I can't get to the run CMD to fix it, When I start it up it says,

Windows could not start because the following file is missing or corrupt:
<Windows root>\system32\hal.dll
Please re-install a copy of the above file.

This is from where I was formatting and got an error.


----------



## TriggerFinger (Jan 30, 2008)

According to this http://support.microsoft.com/kb/320252 you need to reinstall OS again.


----------



## OnlySkills (Jun 1, 2009)

OMG, I have the SAME EXACT problem. I posted the other thread where TriggerFinger replied to. I have the same exact computer, and same exact problem. EXACTLY the same. I get the same error and everything. I would like a solution please.


----------



## I_Have_Issues (Jun 7, 2009)

Yeah, It happened when I did a recovery format.


----------



## OnlySkills (Jun 1, 2009)

Same, my computer was behaving really really bad. I bought my Toshiba Satellite A100 in Christmas of 06. Only had it for about over 2 years. Recovered it successfully about 8 months ago. This time I just wanted to do a clean up because it started behaving bad. I couldn't open some things and, I tried it, and now I'm stuck with this.

Edit: I have tried to recover it about 5 times now I keep getting the same error. Sometimes it goes into the New Computer Welcome Setup even after the error screen, but then It reboots once, and goes into the error or a blank screen.


----------



## TriggerFinger (Jan 30, 2008)

If you are using XP try to run CHKDSK /R in Recovery Console using an genuine XP install CD. If that does not help, I suggest you do a XP repair install.


----------



## I_Have_Issues (Jun 7, 2009)

OnlySkills said:


> Same, my computer was behaving really really bad. I bought my Toshiba Satellite A100 in Christmas of 06. Only had it for about over 2 years. Recovered it successfully about 8 months ago. This time I just wanted to do a clean up because it started behaving bad.
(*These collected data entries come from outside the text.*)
PR #562, opened 2023-07-30
Drop airflow plugin

mars-lan:
### 🤔 Why?

The Airflow plugin is no longer needed now that we've [adopted OpenLineage](https://docs.metaphor.io/docs/airflow).

### 🤓 What?

### 🧪 Tested?

CI should verify the changes.


pyproject.toml
```diff
@@ -39,6 +39,7 @@ python = ">=3.8.1,<4.0"
 python-dateutil = "^2.8.1"
 PyYAML = "^6.0"
 requests = "^2.28.1"
+setuptools = "^68.0.0"
```
alyiwang, line 42: Why need this?

alyiwang (commented):
Finally!!
Great works on the airflow openlineage!

pyproject.toml
mars-lan: It was needed by MC and maybe other connectors as well. It was brought in transitively by apache-airflow.

alyiwang (approved):

PR #572, opened 2023-08-15
Update dbt v10 manifest

mars-lan:
### 🤔 Why?

Since https://github.com/dbt-labs/dbt-core/issues/8328 has been fixed, it's time to pull in the latest (and fixed) schema.

### 🤓 What?

As titled. Continue to bypass dbt 1.6 metrics parsing for now. 

### 🧪 Tested?


alyiwang (approved):
LGTM

PR #578, opened 2023-08-24
Fix custom dashboard example

mars-lan:
### 🤔 Why?

It wasn't running correctly out of the box.

### 🤓 What?

As titled. Also showcase how to set the `structure` field and S3 auth credentials.

### 🧪 Tested?

Verified the example end-to-end.


elic-eon (approved):
LGTM

PR #580, opened 2023-08-28
Power BI dataset column level lineage [sc-12334]

alyiwang:
### 🤔 Why?

CLL can give more detailed information on how the PowerBI dataset is generated from the source dataset. As a first step, we generate 1 to 1 field mapping if the power query directly imports from the source dataset.

### 🤓 What?

- For direct import dataset, generate 1 to 1 field mapping in entity upstream

### 🧪 Tested?

tested against power BI server, and verified the MCE


elic-eon (approved):
LGTM

PR #634, opened 2023-10-17
Fix Unity Catalog parsing erros due to permission issues

mars-lan:
### 🤔 Why?

The Unity Catalog API returns a different (and undocumented) data model when the user has [no permission](https://docs.databricks.com/en/data-governance/unity-catalog/data-lineage.html#lineage-permissions) to select the upstream tables. This led to errors like these:

```
2023-10-16 20:57:32:ERROR:metaphor:3 validation errors for ParsingModel[TableLineage]
__root__ -> upstreams -> 0 -> tableInfo -> name
  field required (type=value_error.missing)
__root__ -> upstreams -> 0 -> tableInfo -> catalog_name
  field required (type=value_error.missing)
__root__ -> upstreams -> 0 -> tableInfo -> schema_name
  field required (type=value_error.missing)
```

### 🤓 What?

- Update the models to handle the cases when permission is missing
- Update the models to handle file-based upstream/downstream
- Include all API responses as JSON files in the output zip file

### 🧪 Tested?


elic-eon (approved):
LGTM, but CI fails, might need add more tests?

PR #636, opened 2023-10-18
Extract refresh schedule

elic-eon:
### 🤔 Why?

Get refresh schedule information for PowerBI Dataset

### 🤓 What?

- Extract modeled dataset using [get-refresh-schedule](https://learn.microsoft.com/en-us/rest/api/power-bi/datasets/get-refresh-schedule)
- Extract direct query dataset using [get-direct-query-refresh-schedule](https://learn.microsoft.com/en-us/rest/api/power-bi/datasets/get-direct-query-refresh-schedule-in-group)

### 🧪 Tested?

Test the crawler against testing and production environment.


mars-lan:
Test failed?

metaphor/power_bi/power_bi_client.py
```diff
@@ -367,11 +368,61 @@ def get_refreshes(self, group_id: str, dataset_id: str) -> List[PowerBIRefresh]:
         except Exception as e:
             # Fail gracefully for any other errors
             logger.error(
-                f"Failed to get pages from dataset {dataset_id} in workspace {group_id}: {e}"
+                f"Failed to get refreshes from dataset {dataset_id} in workspace {group_id}: {e}"
             )
 
         return []
 
+    def get_refresh_schedule(
```
mars-lan, line 376: Is this subjected to the 200 calls/hr API limit? If so it'll likely exceed when there are more than 200 datasets?

mars-lan (approved):

PR #638, opened 2023-10-19
Get Power BI dataflow last refresh

elic-eon:
### 🤔 Why?

Get last refresh like we did for PBI dataset

### 🤓 What?

Get last success refresh time from the API.

### 🧪 Tested?

Verified the output MCE

### DIFF
--- a/metaphor/power_bi/extractor.py
+++ b/metaphor/power_bi/extractor.py
@@ -61,6 +61,7 @@ from metaphor.models.metadata_change_event import (
 )
 from metaphor.power_bi.config import PowerBIRunConfig
 from metaphor.power_bi.power_bi_client import (
+    DataflowTransaction,
     PowerBIApp,
     PowerBIClient,
     PowerBIPage,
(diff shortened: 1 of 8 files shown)


metaphor/power_bi/extractor.py
```diff
@@ -737,6 +745,24 @@ def _find_last_completed_refresh(
 
         return safe_parse_ISO8601(refresh.endTime)
 
+    @staticmethod
+    def _find_refresh_time_from_transaction(
```
mars-lan, line 749: We seem to have accumulated quite a few of these static util methods. Consider moving them to a separate file to improve readability & testability?

mars-lan: Let's do that in a follow-up PR.

mars-lan (commented):
Bump up versnion?

alyiwang (approved):
LGTM

metaphor/power_bi/extractor.py
elic-eon: SG

alyiwang (approved):

mars-lan (approved):

PR #640, opened 2023-10-19
Include table-level lineage when column-level lineage is missing

mars-lan:
### 🤔 Why?

Turns out that sometimes Unity Catalog will return table lineage (via `/lineage-tracking/table-lineage` endpoint) but not column lineage (via `/lineage-tracking/column-lineage`). The current implementation relies on the latter as a source for both types of lineage and will therefore return no lineage in this case.

### 🤓 What?

Use table lineage to build source datasets and allow column lineage to be "decorated" if exists.

### 🧪 Tested?


alyiwang (approved):
LGTM

PR #642, opened 2023-10-21
Move UC-specific metadata from CustomMetadata to dedicated fields

mars-lan:
### 🤓 What?

As titled. Also fill out the `source_info` field to point the dataset to the corresponding page on Databircks.

### 🧪 Tested?


elic-eon (approved):
LGTM!

PR #643, opened 2023-10-24
Upgrade Pydantic to v2

usefulalgorithm:
### 🤔 Why?

[SC19184](https://app.shortcut.com/metaphor-data/story/19184)

### 🤓 What?

- Ran `bump_pydantic` migration tool
- `root_validator` -> `model_validator`
  - `model_validator` is run *after* the object is instantiated - I tried validating the thing before it's a proper object, but if the object is created with kwargs (e.g. `Foo(bar=42, baz="quax")`) then in the validator function it will be a `pydantic_core._pydantic_core.ArgsKwargs`, which does not behave like a `dict` and doesn't have the `get` method. I figured `self.__dict__` should be sufficient, since we're only checking that only one in the supported optional fields is not a `None`.
- `parse_raw_as` -> `TypeAdapter(cls).validate_python(...)`

### 🧪 Tested?

- All unit tests are passing on my machine.
- Tested with snowflake by running `metaphor snowflake SOME_CONFIG.yml`, where the config file was downloaded from metaphor-config-stage bucket, with the output dir pointing to a directory in my local environment. The output directory was successfully populated with data.


tests/fivetran/data/v1__connectors__connector_1.json
```diff
@@ -18,7 +18,7 @@
       "setup_state": "connected",
       "sync_state": "scheduled",
       "update_state": "on_schedule",
-      "is_historical_sync": false,
+      "is_historical_sync": "False",
```
mars-lan, line 21: This looks wrong? Maybe the migration script made a mistake?

usefulalgorithm: no it's actually correct, since in `metaphor/fivetran/models.py` the class is defined as
```python
class ConnectorStatus(BaseModel):
    setup_state: str
    update_state: str
    sync_state: str
    is_historical_sync: str # <-------- This
```
Don't know why it worked in V1 though, maybe some implicit conversion happened.

mars-lan: Oh interesting. Was this intentional, @elic-eon?

usefulalgorithm: Actually maybe this is like the `coerce_numbers_to_str` stuff. I'll double check.

usefulalgorithm: I changed it back.

pyproject.toml
```diff
@@ -33,8 +33,8 @@ metaphor-models = "0.27.9"
 msal = { version = "^1.20.0", optional = true }
 oscrypto = { git = "https://github.com/wbond/oscrypto.git", rev = "1547f53" } # Until oscrypto 1.3.1 is release: https://github.com/wbond/oscrypto/issues/78
 pycarlo = { version = "^0.8.1", optional = true }
-pydantic = { version = "^1.10.0", extras = ["email"]}
-pymssql = { version = "2.2.7", optional = true } # pymssql 2.2.8 is currently broken
+pydantic = { version = "^2.4.2", extras = ["email"]}
+pymssql = { version = "^2.2.9", optional = true }
```
usefulalgorithm, line 37: Couldn't install 2.2.7 on my machine, and since 2.2.9 is out I decided to just update to that version. Is there any other reason to use 2.2.7 aside from 2.2.8 being broken?

elic-eon: Know the reason you can't install 2.2.7? I remember there being a dependency issue. Need to manually install some library from brew

mars-lan: See https://github.com/MetaphorData/connectors/blob/main/docs/apple_silicon.md

mars-lan: Additional discussion: https://github.com/pymssql/pymssql/issues/763

usefulalgorithm: It just fails to compile, see the whole output [here](https://pastebin.com/h2j8nfAZ). I have exported the compilation flags but it still does not work. 5 minutes of googling did not get me the solution to this.

Is it ok to bump it to 2.2.9?

elic-eon: I think it's fine since it's a patch version change. wdyt @mars-lan

mars-lan: Please verify against production and update https://github.com/MetaphorData/connectors/blob/main/docs/apple_silicon.md if the instruction is no longer needed on Mac.

usefulalgorithm: I ran `metaphor synapse config.yaml` and it looks ok.

metaphor/bigquery/config.py
```diff
@@ -83,7 +83,7 @@ class BigQueryRunConfig(BaseConfig):
...
     query_log: BigQueryQueryLogConfig = BigQueryQueryLogConfig()
 
-    @root_validator
-    def have_key_path_or_credentials(cls, values):
-        must_set_exactly_one(values, ["key_path", "credentials"])
-        return values
+    @model_validator(mode="after")
+    def have_key_path_or_credentials(self) -> "BigQueryRunConfig":
+        must_set_exactly_one(self.__dict__, ["key_path", "credentials"])
+        return self
```
elic-eon, line 89: Are these changes modified by the migration tool?

metaphor/dbt/generated/dbt_manifest_v10.py
```diff
@@ -1392,7 +1330,7 @@ class Config:
         'operation',
         'seed',
         'rpc',
-        'sql_operation',
+        'sql operation',
```
elic-eon, line 1333: Shouldn't we change this?

metaphor/snowflake/lineage/extractor.py
```diff
@@ -158,7 +158,8 @@ def _parse_access_log(
         source_datasets = []
 
         # Extract source tables/views
-        source_objects = parse_raw_as(List[AccessedObject], objects_accessed)
+        ta = TypeAdapter(List[AccessedObject])
+        source_objects = ta.validate_json(objects_accessed)
```
elic-eon, line 162: Does `validate_json` parse bytes or str to an object?

metaphor/unity_catalog/models.py
```diff
@@ -1,7 +1,7 @@
 from enum import Enum
 from typing import List, Optional, Union
 
-from pydantic import BaseModel, parse_obj_as, validator
+from pydantic import BaseModel, field_validator, parse_obj_as
```
elic-eon, line 4: Still need `parse_obj_as`?

mars-lan:
Please also sign your commits: https://docs.github.com/en/authentication/managing-commit-signature-verification/signing-commits

mars-lan:
Please make sure to sign your commits: https://docs.github.com/en/authentication/managing-commit-signature-verification/about-commit-signature-verification#ssh-commit-signature-verification

metaphor/dbt/generated/dbt_manifest_v10.py
usefulalgorithm: orz I missed this one, thanks for catching this

metaphor/snowflake/lineage/extractor.py
usefulalgorithm: `str`.

metaphor/bigquery/config.py
usefulalgorithm: No I did those manually. The old `root_validator` is deprecated, and it needs additional arguments to work. I decided to use the new `model_validator`, and this is how it's supposed to be used.

metaphor/unity_catalog/models.py
usefulalgorithm: it's deprecated but not yet removed. I should remove it though.

metaphor/bigquery/config.py
usefulalgorithm: I don't think so, there are two ways to stick with the original syntax but I don't think they're any good
1. `model_validator(mode="before")` -> can keep the method as a classmethod, but doesn't really work. See PR description: 
  > I tried validating the thing before it's a proper object, but if the object is created with kwargs (e.g. Foo(bar=42, baz="quax")) then in the validator function it will be a pydantic_core._pydantic_core.ArgsKwargs, which does not behave like a dict and doesn't have the get method. I figured self.__dict__ should be sufficient, since we're only checking that only one in the supported optional fields is not a None.
2. `root_validator` -> looks like it's deprecated, from pydantic source code:
```python
raise PydanticUserError(
    'If you use `@root_validator` with pre=False (the default) you MUST specify `skip_on_failure=True`.'
    ' Note that `@root_validator` is deprecated and should be replaced with `@model_validator`.',
    code='root-validator-pre-skip',
)
```
    We didn't specify `skip_on_failure=True` before, I decided since it's deprecated might as well drop it altogether.

usefulalgorithm: tl;dr: yes, but probably best not to

metaphor/thought_spot/config.py
```diff
@@ -17,8 +17,8 @@ class ThoughtSpotRunConfig(BaseConfig):
     secret_key: Optional[str] = None
     password: Optional[str] = None
 
-    @validator("password")
-    def check_password_or_secret_key(cls, password, values):
-        if "secret_key" not in values and not password:
+    @model_validator(mode="after")
+    def check_password_or_secret_key(self) -> "ThoughtSpotRunConfig":
+        if self.password is None and self.secret_key is None:
```
mars-lan, line 22: Replace with `must_set_exactly_one`?

metaphor/snowflake/lineage/extractor.py
```diff
@@ -158,7 +158,8 @@ def _parse_access_log(
         source_datasets = []
 
         # Extract source tables/views
-        source_objects = parse_raw_as(List[AccessedObject], objects_accessed)
+        ta = TypeAdapter(List[AccessedObject])
```
mars-lan, line 161: ditto

metaphor/snowflake/lineage/extractor.py
```diff
@@ -177,7 +178,8 @@ def _parse_access_log(
             return
 
         # Assign source tables as upstream of each destination tables
-        target_objects = parse_raw_as(List[AccessedObject], objects_modified)
+        ta = TypeAdapter(List[AccessedObject])
```
mars-lan, line 181: ditto

metaphor/snowflake/extractor.py
```diff
@@ -599,7 +599,8 @@ def build_table_url(account: str, full_name: str) -> str:
         )
 
     def _parse_accessed_objects(self, raw_objects: str) -> List[QueriedDataset]:
-        objects = parse_raw_as(List[AccessedObject], raw_objects)
+        ta = TypeAdapter(List[AccessedObject])
```
mars-lan, line 602: ditto

metaphor/fivetran/models.py
```diff
@@ -59,10 +58,11 @@ class DestinationPayload(BaseModel):
     region: str
     time_zone_offset: str
     setup_status: str
-    config: Any
+    config: Any = None
 
 
 class ConnectorStatus(BaseModel):
+    model_config = ConfigDict(coerce_numbers_to_str=True)
```
mars-lan, line 65: Since this is likely to be a default for all models, maybe create our own version of `BaseModel` to extend from?

metaphor/bigquery/config.py
usefulalgorithm: yes

metaphor/fivetran/models.py
```diff
@@ -1,30 +1,29 @@
...
-from pydantic.generics import GenericModel
+from pydantic import BaseModel, ConfigDict, Field
 
 DataT = TypeVar("DataT")
 
 
-class GenericData(GenericModel, Generic[DataT]):
-    next_cursor: Optional[str]
+class GenericData(BaseModel, Generic[DataT]):
+    next_cursor: Optional[str] = None
```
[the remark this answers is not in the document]
usefulalgorithm: this is automatically done by the migration tool. I figured since we always create pydantic objects with keyword arguments this probably doesn't matter?

tests/redshift/test_utils.py
```diff
@@ -4,14 +4,14 @@
 
 def test_exclude_system_databases():
     filter = DatasetFilter(
-        includes={"db1": []},
-        excludes={"db2": {"schema2": []}},
+        includes={"db1": {}},
```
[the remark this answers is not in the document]
usefulalgorithm: maybe...

metaphor/thought_spot/config.py
usefulalgorithm: I think the original logic is to allow setting both fields?

mars-lan: Argh got it. Maybe add a `must_set_all` util method? :P

metaphor/fivetran/models.py
usefulalgorithm: Good call

metaphor/common/git.py
```diff
@@ -28,10 +28,10 @@ class GitRepoConfig:
     # relative path to the project, default to the root of the repo
     project_path: str = ""
 
-    @root_validator
-    def have_token_or_password(cls, values):
-        must_set_exactly_one(values, ["access_token", "password"])
-        return values
+    @model_validator(mode="after")
+    def have_token_or_password(self) -> "GitRepoConfig":
```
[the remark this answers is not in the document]
usefulalgorithm: We can do `from __future__ import annotation` and just use the class symbol, other than that I don't really know any other way

metaphor/thought_spot/config.py
usefulalgorithm: Yeah I can do that, don't know if there's any other place with this validation logic though

metaphor/common/git.py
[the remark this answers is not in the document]
mars-lan: Is it available in 3.8? https://peps.python.org/pep-0563/

metaphor/thought_spot/config.py
mars-lan: Never mind. Let's do that in a future PR.

metaphor/fivetran/models.py
usefulalgorithm: I didn't modify the base models with ok types (e.g. `id` is an `int), nor did I change the dbt ones - I'm guessing they're generated with datamodel-codegen?

metaphor/thought_spot/config.py
usefulalgorithm: `must_set_at_least_one`

metaphor/common/models.py
```diff
@@ -44,3 +45,12 @@ def to_dataset_statistics(
         record_count=safe_float(rows),
         last_updated=last_updated,
     )
+
+
+class V1CompatBaseModel(BaseModel):
+    """
+    A Pydantic model that preserves the behavior in Pydantic v1, i.e.
+    numbers and `bool`s are parsed to `str`s by default.
```
mars-lan, line 53: Bools are also coerced into strings? 😱

metaphor/common/git.py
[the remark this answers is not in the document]
usefulalgorithm: https://docs.python.org/3/library/__future__.html#id1

It becomes available without additional setup in python 3.11

metaphor/snowflake/extractor.py
```diff
@@ -599,7 +599,7 @@ def build_table_url(account: str, full_name: str) -> str:
         )
 
     def _parse_accessed_objects(self, raw_objects: str) -> List[QueriedDataset]:
-        objects = parse_raw_as(List[AccessedObject], raw_objects)
+        objects = TypeAdapter(List[AccessedObject]).validate_json(raw_objects)
```
mars-lan, line 602: On second thought, this `TypeAdapter(<type>).validate_json` is so prevalent, maybe we should add an util method?

metaphor/thought_spot/config.py
```diff
@@ -17,8 +18,7 @@ class ThoughtSpotRunConfig(BaseConfig):
...
     password: Optional[str] = None
 
-    @validator("password")
-    def check_password_or_secret_key(cls, password, values):
-        if "secret_key" not in values and not password:
-            raise ValueError("Either password or secret_key is required")
-        return password
+    @model_validator(mode="after")
+    def check_password_or_secret_key(self) -> "ThoughtSpotRunConfig":
+        must_set_at_least_one(self.__dict__, ["secret_key", "password"])
```
mars-lan, line 23: Actually the semantic should have been `must_set_exactly_one`, since setting both or none is not acceptable?

metaphor/common/models.py
usefulalgorithm: yeah, in Python 3 bools are actually integers: https://docs.python.org/3/reference/datamodel.html#index-10

metaphor/thought_spot/config.py
usefulalgorithm: I think it should be `must_set_at_least_one`? At least according to the original error message it looks that way
> "Either password or secret_key is required"

I don't know which one takes precedence though

mars-lan: Yeah it's not super clear from the code: https://github.com/MetaphorData/connectors/blob/53807630c18575e392cd0f340b774d6a42545c0b/metaphor/thought_spot/utils.py#L98

But I believe `secret_key` takes precedence over `password`. @elic-eon can confirm.

metaphor/common/models.py
mars-lan: 🤯 Does that mean `false` in YAML will get converted into `"0"` then back to `False`

metaphor/thought_spot/config.py
usefulalgorithm: anyway, I think this should be `must_set_at_least_one`? Looks like thoughtspot api takes both of them just fine:
https://github.com/thoughtspot/thoughtspot_rest_api_v1_python/blob/main/src/thoughtspot_rest_api_v1/tsrestapiv2.py#L124

metaphor/common/models.py
usefulalgorithm: I think it's more like whenever python interpreter see a `False`, it thinks `0`.

metaphor/snowflake/extractor.py
usefulalgorithm: I think this is good enough for now ~ I used `TypeAdapter` to both validate_json and validate_python, don't think adding an util to wrap over `TypeAdapter` would make it easier to understand

mars-lan: SGTM

metaphor/thought_spot/config.py
elic-eon: https://developers.thoughtspot.com/docs/api-authv2#trusted-auth-v2 Can't tell from this doc. The original logic is the same as `must_set_at_least_one`

usefulalgorithm:
todo:
1. gen_model.sh in dbt directory should be run with pydantic v2 models
2. add tests for [metaphor/unity_catalog/utils.py](https://app.codecov.io/gh/MetaphorData/connectors/pull/643/blob/metaphor/unity_catalog/utils.py) so that patch line coverage >= 80%

metaphor/common/models.py
```diff
@@ -44,3 +45,12 @@ def to_dataset_statistics(
         record_count=safe_float(rows),
         last_updated=last_updated,
     )
+
+
+class V1CompatBaseModel(BaseModel):
```
mars-lan, line 50: Please add a TODO & ticket to drop this eventually.

metaphor/thought_spot/config.py
mars-lan: SGTM

metaphor/common/models.py
usefulalgorithm: ok

usefulalgorithm: https://app.shortcut.com/metaphor-data/story/21948/drop-v1compatbasemodel-from-crawlers

pyproject.toml
elic-eon, line 1: Please bump connector version

elic-eon (commented):
Otherwise, LGTM. Great refactoring

elic-eon:
Resolve merge conflicts?

elic-eon (approved):

mars-lan:
Great work!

I couldn't open some things and, I tried it, and now I'm stuck with this.
> 
> Edit: I have tried to recover it about 5 times now I keep getting the same error. Sometimes it goes into the New Computer Welcome Setup even after the error screen, but then It reboots once, and goes into the error or a blank screen.


This is EXACTLY my problem, I've succesfully recovered it around 4 times, I just try to clean it every once in a while, but this time something wrong happened, Would updating to vista fix this?


----------



## TriggerFinger (Jan 30, 2008)

I apologize, I realize you use Vista. You may try updating Vista but I suggest you try Vista repair http://www.vistax64.com/tutorials/88236-repair-install-vista.html


----------



## OnlySkills (Jun 1, 2009)

TriggerFinger said:


> I apologize, I realize you use Vista. You may try updating Vista but I suggest you try Vista repair http://www.vistax64.com/tutorials/88236-repair-install-vista.html


I think he meant *upgrading* to vista from xp. satellite a100 is avail. in xp only i think.
anyhow, I will try the hdd diag for my hard drive when i get some free time.


----------



## TriggerFinger (Jan 30, 2008)

TriggerFinger said:


> I apologize, I realize you use Vista. You may try updating Vista but I suggest you try Vista repair http://www.vistax64.com/tutorials/88236-repair-install-vista.html


Link above is supposed to be an equivalent of a repair install of XP. It should be non-destructive. Kindly read the article on the link.


----------



## Wrench97 (May 10, 2008)

I think he's using XP?


----------



## TriggerFinger (Jan 30, 2008)

@*wrench*, hmmmm.. yeah, I think you are right. Anyhow I hope OP tries a repair install.


----------



## I_Have_Issues (Jun 7, 2009)

I fixed this issue myself, just Installed a new OS, Linux ubuntu, but it's not as great as XP. Thanks everyone for your help.


----------



## TriggerFinger (Jan 30, 2008)

Thanks for the update. Glad to know you got it working with linux.


----------